> **TASK BRIEF**
Sort through the entries below and pull out lines containing the word "share".

> **INFORMATION**
>>>

PR #13513, opened 2023-08-17
Fix package build

timtmok:
### Intent
Address rstudio/rstudio-pro#4943

### Approach
Add exclude rules for cmake install. A separate PR will handle the part of the package that is pro only. https://github.com/rstudio/rstudio-pro/pull/4966

### Automated Tests
n/a

### QA Notes
The package should not include `.gitignore` at all. This includes all platforms since any common parts like Quarto or GWT would have this unnecessary file included.

### Documentation
n/a

### Checklist

### DIFF
--- a/src/cpp/session/CMakeLists.txt
+++ b/src/cpp/session/CMakeLists.txt
@@ -626,7 +626,9 @@ if(NOT RSTUDIO_SESSION_WIN32 AND NOT RSESSION_ALTERNATE_BUILD)
            DESTINATION ${RSTUDIO_INSTALL_SUPPORTING}/resources)
    # templates
    install(DIRECTORY "resources/templates"
-           DESTINATION ${RSTUDIO_INSTALL_SUPPORTING}/resources)
+           DESTINATION ${RSTUDIO_INSTALL_SUPPORTING}/resources
+           PATTERN ".gitignore"
+           EXCLUDE)
    # pandoc
    install(DIRECTORY "resources/pandoc"
            DESTINATION ${RSTUDIO_INSTALL_SUPPORTING}/resources)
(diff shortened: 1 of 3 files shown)


src/cpp/session/CMakeLists.txt
```diff
@@ -695,15 +697,21 @@ if(NOT RSTUDIO_SESSION_WIN32 AND NOT RSESSION_ALTERNATE_BUILD)
...
+                  PATTERN ".gitignore"
+                  EXCLUDE)
          else()
             install(DIRECTORY "${RSTUDIO_DEPENDENCIES_QUARTO_DIR}"
                   DESTINATION "${RSTUDIO_INSTALL_BIN}"
                   USE_SOURCE_PERMISSIONS
-                  PATTERN "*/share" EXCLUDE)
+                  PATTERN "*/share"
+                  PATTERN ".gitignore"
+                  EXCLUDE)
```
sharon-wang, line 709: I'm not super familiar with CMake exclude syntax, but does each `PATTERN` need to be followed by `EXCLUDE`? Or maybe the single `EXCLUDE` covers both `PATTERN`s?

```suggestion
                  PATTERN "*/share" EXCLUDE
                  PATTERN ".gitignore" EXCLUDE)
```

src/gwt/CMakeLists.txt
```diff
@@ -138,13 +138,17 @@ if(GWT_COPY)
...
+      EXCLUDE)
 
    # install compiled GWT artefacts
    install(
       DIRECTORY "${GWT_WWW_DIR}"
       DESTINATION "${RSTUDIO_INSTALL_SUPPORTING}"
-      PATTERN "WEB-INF" EXCLUDE)
+      PATTERN "WEB-INF"
+      PATTERN ".gitignore"
+      EXCLUDE)
```
sharon-wang, line 151: Same comment here as above

sharon-wang (approved):
Just a syntax comment, otherwise LGTM!

⛔ .gitignore ⛔

src/cpp/session/CMakeLists.txt
kevinushey: Based on the example at https://cmake.org/cmake/help/latest/command/install.html#installing-directories, I think you're right -- each exclude pattern needs to be followed by `EXCLUDE`.

timtmok: I think I read those docs wrong. I'll update it!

<<<

> **RESULT FOR THIS EXERCISE**
-                  PATTERN "*/share" EXCLUDE)
+                  PATTERN "*/share"
                  PATTERN "*/share" EXCLUDE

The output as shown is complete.